* **PROBLEM TO WORK ON**: Identify each line below containing the string "instead" and copy it.

* **GIVEN DATA**:
* * * *

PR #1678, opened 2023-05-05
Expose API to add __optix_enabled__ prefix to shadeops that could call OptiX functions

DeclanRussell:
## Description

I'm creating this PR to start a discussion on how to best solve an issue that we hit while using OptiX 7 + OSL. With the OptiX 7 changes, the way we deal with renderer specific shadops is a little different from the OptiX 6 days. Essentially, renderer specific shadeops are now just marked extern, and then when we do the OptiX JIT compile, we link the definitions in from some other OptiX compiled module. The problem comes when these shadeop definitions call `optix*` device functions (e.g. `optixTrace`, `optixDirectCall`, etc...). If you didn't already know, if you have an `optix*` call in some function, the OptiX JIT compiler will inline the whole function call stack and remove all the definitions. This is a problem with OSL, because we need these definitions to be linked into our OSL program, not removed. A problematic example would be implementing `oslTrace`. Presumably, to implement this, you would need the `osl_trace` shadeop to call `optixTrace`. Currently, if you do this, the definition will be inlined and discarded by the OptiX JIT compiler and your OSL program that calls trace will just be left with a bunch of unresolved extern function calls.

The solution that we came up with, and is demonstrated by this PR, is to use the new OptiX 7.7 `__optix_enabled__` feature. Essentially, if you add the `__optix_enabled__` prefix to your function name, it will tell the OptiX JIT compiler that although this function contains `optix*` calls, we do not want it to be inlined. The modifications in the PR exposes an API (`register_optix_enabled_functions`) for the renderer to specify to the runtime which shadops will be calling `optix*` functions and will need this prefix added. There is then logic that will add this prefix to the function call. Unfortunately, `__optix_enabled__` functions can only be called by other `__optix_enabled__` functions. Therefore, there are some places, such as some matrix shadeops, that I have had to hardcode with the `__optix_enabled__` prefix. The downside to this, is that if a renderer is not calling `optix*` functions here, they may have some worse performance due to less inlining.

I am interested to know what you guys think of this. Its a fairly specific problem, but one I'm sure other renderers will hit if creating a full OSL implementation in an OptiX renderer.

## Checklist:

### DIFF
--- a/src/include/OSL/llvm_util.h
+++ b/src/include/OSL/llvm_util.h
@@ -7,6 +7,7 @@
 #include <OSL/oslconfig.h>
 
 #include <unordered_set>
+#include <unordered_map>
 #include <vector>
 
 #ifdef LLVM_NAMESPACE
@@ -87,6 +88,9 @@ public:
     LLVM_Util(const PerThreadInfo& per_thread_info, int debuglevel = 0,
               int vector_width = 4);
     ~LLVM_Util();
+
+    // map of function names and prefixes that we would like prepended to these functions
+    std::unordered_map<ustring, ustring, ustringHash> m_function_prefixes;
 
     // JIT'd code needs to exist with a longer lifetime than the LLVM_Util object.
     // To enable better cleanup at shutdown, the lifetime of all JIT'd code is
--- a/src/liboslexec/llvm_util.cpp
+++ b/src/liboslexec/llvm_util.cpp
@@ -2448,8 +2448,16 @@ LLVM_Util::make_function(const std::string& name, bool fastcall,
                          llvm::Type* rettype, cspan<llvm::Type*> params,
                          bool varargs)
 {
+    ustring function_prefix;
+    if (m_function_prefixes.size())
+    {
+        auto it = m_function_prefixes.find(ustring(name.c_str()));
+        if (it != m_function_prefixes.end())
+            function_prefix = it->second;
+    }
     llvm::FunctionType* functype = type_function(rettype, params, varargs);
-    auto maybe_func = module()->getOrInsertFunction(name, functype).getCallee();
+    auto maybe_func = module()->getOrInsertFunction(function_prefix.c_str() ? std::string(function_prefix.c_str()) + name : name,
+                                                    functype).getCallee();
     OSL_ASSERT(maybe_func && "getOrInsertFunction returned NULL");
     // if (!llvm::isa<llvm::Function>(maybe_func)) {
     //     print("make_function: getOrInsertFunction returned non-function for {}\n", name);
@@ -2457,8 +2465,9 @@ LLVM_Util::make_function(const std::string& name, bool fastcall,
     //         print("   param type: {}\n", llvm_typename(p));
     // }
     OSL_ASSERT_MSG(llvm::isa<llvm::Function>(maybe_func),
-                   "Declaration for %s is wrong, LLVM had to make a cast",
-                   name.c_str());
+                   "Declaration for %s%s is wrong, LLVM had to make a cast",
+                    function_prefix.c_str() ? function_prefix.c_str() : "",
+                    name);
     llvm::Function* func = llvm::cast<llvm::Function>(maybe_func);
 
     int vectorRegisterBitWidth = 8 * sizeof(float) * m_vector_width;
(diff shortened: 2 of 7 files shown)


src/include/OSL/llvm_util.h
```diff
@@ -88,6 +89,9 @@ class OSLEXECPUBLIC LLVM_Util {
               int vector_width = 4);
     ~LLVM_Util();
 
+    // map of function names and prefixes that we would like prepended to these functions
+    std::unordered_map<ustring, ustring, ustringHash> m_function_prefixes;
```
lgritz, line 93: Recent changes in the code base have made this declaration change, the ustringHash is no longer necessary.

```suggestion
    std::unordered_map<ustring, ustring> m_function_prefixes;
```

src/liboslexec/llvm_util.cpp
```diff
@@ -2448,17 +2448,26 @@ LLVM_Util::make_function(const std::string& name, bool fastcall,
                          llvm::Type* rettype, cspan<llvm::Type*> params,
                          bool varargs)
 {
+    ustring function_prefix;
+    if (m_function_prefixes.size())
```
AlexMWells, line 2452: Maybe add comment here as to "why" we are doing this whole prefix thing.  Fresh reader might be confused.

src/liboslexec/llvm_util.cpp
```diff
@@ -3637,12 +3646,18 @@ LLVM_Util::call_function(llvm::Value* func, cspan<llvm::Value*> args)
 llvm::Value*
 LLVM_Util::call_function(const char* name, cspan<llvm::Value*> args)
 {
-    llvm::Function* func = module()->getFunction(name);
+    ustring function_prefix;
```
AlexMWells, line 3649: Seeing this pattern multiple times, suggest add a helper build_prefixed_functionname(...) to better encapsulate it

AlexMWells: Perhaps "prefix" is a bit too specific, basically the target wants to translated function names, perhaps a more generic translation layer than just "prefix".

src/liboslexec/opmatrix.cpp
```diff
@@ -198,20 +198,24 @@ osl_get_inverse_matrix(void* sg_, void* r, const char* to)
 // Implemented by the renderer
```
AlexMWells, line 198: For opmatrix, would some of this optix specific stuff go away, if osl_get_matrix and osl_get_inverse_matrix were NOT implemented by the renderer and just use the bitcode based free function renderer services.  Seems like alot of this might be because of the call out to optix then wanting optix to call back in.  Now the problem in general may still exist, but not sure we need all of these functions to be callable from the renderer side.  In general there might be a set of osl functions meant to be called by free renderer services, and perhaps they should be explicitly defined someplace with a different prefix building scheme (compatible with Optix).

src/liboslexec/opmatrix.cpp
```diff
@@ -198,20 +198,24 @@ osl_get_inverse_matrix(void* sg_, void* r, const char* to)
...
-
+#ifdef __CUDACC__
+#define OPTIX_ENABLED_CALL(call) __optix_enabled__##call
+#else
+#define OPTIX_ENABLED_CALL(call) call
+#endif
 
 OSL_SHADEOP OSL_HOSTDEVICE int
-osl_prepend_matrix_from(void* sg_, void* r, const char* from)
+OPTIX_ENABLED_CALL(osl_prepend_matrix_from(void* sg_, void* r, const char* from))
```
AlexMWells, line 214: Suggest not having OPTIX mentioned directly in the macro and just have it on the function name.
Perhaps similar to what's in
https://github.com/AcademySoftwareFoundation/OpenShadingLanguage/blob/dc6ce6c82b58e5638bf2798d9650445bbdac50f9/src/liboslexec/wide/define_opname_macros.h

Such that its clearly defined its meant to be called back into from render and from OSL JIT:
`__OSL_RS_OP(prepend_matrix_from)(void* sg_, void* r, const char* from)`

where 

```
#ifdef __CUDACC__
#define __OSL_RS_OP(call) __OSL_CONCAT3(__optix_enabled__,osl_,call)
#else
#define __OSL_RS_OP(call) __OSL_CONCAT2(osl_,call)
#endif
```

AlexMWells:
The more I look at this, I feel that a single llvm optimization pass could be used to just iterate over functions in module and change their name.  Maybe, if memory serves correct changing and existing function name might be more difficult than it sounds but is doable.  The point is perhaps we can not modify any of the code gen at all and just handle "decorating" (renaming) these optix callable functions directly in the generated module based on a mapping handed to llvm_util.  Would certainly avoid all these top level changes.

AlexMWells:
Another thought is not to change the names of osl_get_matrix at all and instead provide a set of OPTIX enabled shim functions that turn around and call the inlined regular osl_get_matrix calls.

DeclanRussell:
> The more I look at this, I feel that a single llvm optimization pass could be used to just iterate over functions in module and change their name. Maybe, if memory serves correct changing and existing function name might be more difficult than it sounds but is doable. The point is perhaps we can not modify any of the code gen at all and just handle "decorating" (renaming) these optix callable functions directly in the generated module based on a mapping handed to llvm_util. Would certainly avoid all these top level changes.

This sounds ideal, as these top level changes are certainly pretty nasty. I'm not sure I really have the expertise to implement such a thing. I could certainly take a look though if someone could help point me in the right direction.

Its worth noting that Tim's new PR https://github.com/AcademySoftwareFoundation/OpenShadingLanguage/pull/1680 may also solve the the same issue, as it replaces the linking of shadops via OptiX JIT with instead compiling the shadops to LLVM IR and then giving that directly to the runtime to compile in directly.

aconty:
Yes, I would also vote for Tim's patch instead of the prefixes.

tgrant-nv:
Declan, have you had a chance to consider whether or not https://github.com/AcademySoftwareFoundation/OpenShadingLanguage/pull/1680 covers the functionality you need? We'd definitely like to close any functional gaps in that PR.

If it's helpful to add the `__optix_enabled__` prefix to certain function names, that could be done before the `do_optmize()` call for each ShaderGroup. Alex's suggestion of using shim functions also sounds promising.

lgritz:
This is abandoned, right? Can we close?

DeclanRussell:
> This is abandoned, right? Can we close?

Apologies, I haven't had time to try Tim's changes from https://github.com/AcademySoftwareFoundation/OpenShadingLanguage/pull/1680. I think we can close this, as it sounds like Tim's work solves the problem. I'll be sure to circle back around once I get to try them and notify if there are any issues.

* * * *

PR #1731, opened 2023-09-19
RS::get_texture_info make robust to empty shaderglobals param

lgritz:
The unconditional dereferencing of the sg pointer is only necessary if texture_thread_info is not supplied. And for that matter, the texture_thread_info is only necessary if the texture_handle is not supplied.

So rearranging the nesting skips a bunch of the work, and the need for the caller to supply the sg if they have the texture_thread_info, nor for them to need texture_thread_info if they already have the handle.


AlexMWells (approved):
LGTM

* * * *

* **RESULT**:
Another thought is not to change the names of osl_get_matrix at all and instead provide a set of OPTIX enabled shim functions that turn around and call the inlined regular osl_get_matrix calls.
Its worth noting that Tim's new PR https://github.com/AcademySoftwareFoundation/OpenShadingLanguage/pull/1680 may also solve the the same issue, as it replaces the linking of shadops via OptiX JIT with instead compiling the shadops to LLVM IR and then giving that directly to the runtime to compile in directly.
Yes, I would also vote for Tim's patch instead of the prefixes.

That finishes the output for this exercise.